The research is structured to deliver our vision of structural integrity undertaken on a faithful digital representation of safety-critical components. To demonstrate relevance to, and validate our approach, we will focus on key features in current operational plant where failures most often occur. Major areas that are addressed in the programme lie in:
- (a) the predictive capability associated with the entry-into-service condition (particularly joining processes)
- (b) in-service degradation modelling (particularly at the meso scale)
- (c) methods to translate advanced microstructurally-informed models into practical tools for
design and integrity assessments.
They will be addressed in work packages (WP) 1,2, and 3 respectively.

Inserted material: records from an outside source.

PR #571, opened 2019-10-15
CEDS-1635 Unify length of input field for autocomplete

bambuchaAdm:
Behaves same as other inputs plus have same width and height.

### DIFF
--- a/app/assets/stylesheets/partials/_autocomplete.scss
+++ b/app/assets/stylesheets/partials/_autocomplete.scss
@@ -1,3 +1,5 @@
+@import "./_utilities.scss";
+
 body {
   font-family: Arial, Helvetica, sans-serif;
 }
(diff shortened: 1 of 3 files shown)


app/assets/stylesheets/partials/_utilities.scss
```diff
@@ -6,7 +9,7 @@ Utility alignments
 .u-align--right {
   text-align: right;
 }
-@media screen and (min-width: 641px){
+@media screen and (min-width: #{$media-query-breakpoint}){
```
ed0906: Pretty sure you can just do `$media-query-breakpoint`

Not sure why we've done this though?

app/assets/stylesheets/partials/_autocomplete.scss
```diff
@@ -28,4 +31,9 @@ table {
   bottom: 0;
   margin-left: -1px;
   padding: 0;
-}
+  right: -#{$custom-combobox-input-border-width};
```
ed0906: Pretty sure you can just do `-1 * $custom-combobox-input-border-width`

PR #573, opened 2019-10-16
CEDS-1668 Add feature toogle to use improved error msg's

PauloPortugal:
For each CDS error code that we know about, we are now displaying the
CDS error code description defined by the BRAT team.

These CDS error code descriptions use domain language that may not make
sense to our users, or be consistent with the language we’ve used in
our service, based on user research.

We aim to replace some or all of these CDS error code descriptions with
our own descriptions that use language consistent with our service,
that our users will understand.


app/services/model/RejectionReason.scala
```diff
@@ -61,10 +54,17 @@ object RejectionReason {
       notification.errors.map { error =>
         RejectionReason(
           error.validationCode,
-          getErrorDescription(error.validationCode),
+          getCdsErrorDescription(error.validationCode),
```
ed0906: Couldn’t we keep the model as it was and do the if toggle here?

ed0906: Keeps the logic in Scala code

conf/code-lists/errors-dms-rej-list.csv
```diff
@@ -1,142 +1,148 @@
...
-CDS11005,Relation error: The requested procedure is not the same for each item in the declaration.
-CDS11006,Relation error: The NetMass per item or the sum of all in the declaration is larger than the gross mass.
-CDS11007,Relation error: The submitter in the request/supplementary declaration differs from the related declaration.
-CDS11012,Relation error: element is not allowed to be amended through this additional message type.
-CDS12003,Uniqueness error: Reuse of submitter reference is not (yet) allowed.
-CDS12005,Authorization error: Party ID unknown or invalid.
-CDS12006,Authorization warning: invalid import/export license number.
-CDS12007,Authorization error: authorization not valid for declaration.
-CDS12008,Authorization error: requested amount or quantity is not available for authorization reservation.
+CDS10001,"Obligation error: Mandatory Data Element has not been provided.","Obligation error: Mandatory Data Element has not been provided."
```
ed0906: We could always leave the last column blank if there’s no override, and then default to the DMS version if it’s empty

app/services/model/RejectionReason.scala
PauloPortugal: Very good point!!!!

conf/code-lists/errors-dms-rej-list.csv
PauloPortugal: Yes, I thought about that. The reason I did it is that we should always have a double quotes, because of the commas we might get in the text, this makes it safe to always assume there is content and it is always wrapped in double quotes

app/services/model/RejectionReason.scala
PauloPortugal: I have just discussed this with @PatrykRudnicki.
We would have to create a new `RejectionReasonViewModel` and possibly a new `RejectionReasonService`, since it would not be a good design to inject the AppConfig into the `RejectionReason`.
After discussing other approaches it became clear that all of them had advantages and disadvantages. 
I agree with the conditionality leaking into the view though, but I cannot find a compelling enough solution to do it in another way.

PR #575, opened 2019-10-18
CEDS-1772 - Remove `office of presentation`

SteveSugden:


app/forms/declaration/officeOfExit/OfficeOfExit.scala
```diff
@@ -17,14 +17,14 @@
 package forms.declaration.officeOfExit
 import play.api.libs.json.Json
 
-case class OfficeOfExit(officeId: String, presentationOfficeId: Option[String], circumstancesCode: Option[String])
+case class OfficeOfExit(officeId: String, circumstancesCode: Option[String])
 
 object OfficeOfExit {
   implicit val format = Json.format[OfficeOfExit]
 
   def from(officeOfExitSupplementary: OfficeOfExitSupplementary): OfficeOfExit =
```
ed0906: Maybe we could merge these Supplementary & Standard classes...

SteveSugden: There is still the `circumstancesCode` field that is different

ed0906: Could easily be handled with an `Option` :)

PR #576, opened 2019-10-21
CEDS-1718 Separate Choice and DeclarationType

ed0906:
Currently the `ExportsDeclaration` model has a choice field which is a `String`.
Given the many extra dec types we have to add over the next few months we should make this easy to expand. 

`choice` seems the wrong name for this & `String` seems the wrong `type`. 
Choice also represents irrelevant options such as "view submissions", "cancel dec". 

With this PR I propose we have a separate `DeclarationType`

What this PR changes:
- Replace `choice: String` on `ExportsDeclaration` with `type: DeclarationType`
- Use an Enum for DeclarationType which only allows `STANDARD`, `SUPPLEMENTARY` (for now)

### DIFF
--- a/app/connectors/exchange/ExportsDeclarationExchange.scala
+++ b/app/connectors/exchange/ExportsDeclarationExchange.scala
@@ -21,6 +21,7 @@ import java.time.Instant
 import forms.declaration._
 import forms.declaration.additionaldeclarationtype.AdditionalDeclarationType
 import models.DeclarationStatus.DeclarationStatus
+import models.DeclarationType.DeclarationType
 import models.ExportsDeclaration
 import models.declaration.{ExportItem, Locations, Parties, TransportInformationContainerData}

WP1 – Entry to service condition
Output: continuum and meso-scale weld models of austenitic and ferritic steels The entry-into-service state of a weldment comprises features at several length scales: geometry, distortion and defects, residual stresses and cyclic plastic hardening, grain morphology and texture, microconstituent and precipitate distributions, and chemical segregation. All will affect in-service behaviour and their development is driven by the rapid, transient thermal loading associated with welding.
WP1 defines this entry-into-service state, via both modelling (WP1a) and scale-appropriate testing (WP1b).
WP2 – In-service materials behaviour
Output: meso-scale model of common damage mechanisms seen in power plants There are a number of key damage mechanisms experienced by nuclear plant during service. Common mechanisms of most interest to EDF include fatigue, cleavage fracture; ductile failure; creep and creep fatigue; and corrosion-fatigue. The damage models currently used capture degradation at a continuum level (e.g. critical energy release rates, void nucleation/growth/coalescence) as this was previously the only approach available to produce lifetime assessment.
WP2 is thus intended to expand Crystal Plasticity functionality to consider the degradation of complex microstructures in-service environments. This work will allow us to simulate the influence of microstructural features in degradation – capturing, for example, the role of carbides in cleavage, second-phase particles in void growth, and grain boundaries in corrosion.
WP 3: Implementation and lifetime assessment
Output: open-source reduced engineering models of welding and damage, probabilistic integrity assessment The validated models of entry-into-service condition (WP1a) and in-service degradation (WP2a) are tuned to key material properties over a range of length scales. As such, a variety of modelling techniques (e.g. continuum, CP, phase field) are used to capture material behaviour with a common aim: to improve component lifetime estimates.
WP3 is intended to both reduce the computational expense of the models produced, and harmonise the digital architecture used by these models to support future applications.